The first question often asked by our clients is whether to use (or form) a Costa Rican corporate entity or use one already existing and controlled by such individuals abroad. Our advice is, in most cases, the use of a local entity. Although foreign corporate entities can own land and engage in business activities in the country, registration procedures (both at the Public Register and with government entities) as well as negotiation of contracts with private parties can get complicated, delayed and/or find obstacles when they are involved.
In any event, if a foreign entity will be used, note should be taken that we normally recommend registering the foreign entity in the Costa Rican Commercial Register as a branch or at least to register specific powers of attorney for such also in the Costa Rican Commercial Register. Both cases require a special and formal procedure that may take several weeks.

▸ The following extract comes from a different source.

PR #1063, opened 2026-07-21
MWPW-201374: fix run-nala AIO namespace (lowercase login + per-user override)

Axelcureno:
Fixes the io/www NALA step deriving a dead `mas-io-url` when a PR author's GitHub login has uppercase or differs from their aio namespace suffix.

As mentioned before, in the great majority of cases, the use of a local corporate entity is preferred. Although Costa Rican commercial law contemplates many types of corporate forms, only two of them offer the investor the comfort of having structures similar to the limited liability companies to which he or she may be used to in their countries of origin.
Such corporate forms are the “Sociedad de Responsabilidad Limitada” and the “Sociedad Anónima”. In both cases, shareholders are only responsible for their participation on the company's social capital and their own personal assets are fully protected and out of reach from any potential creditor the company may have.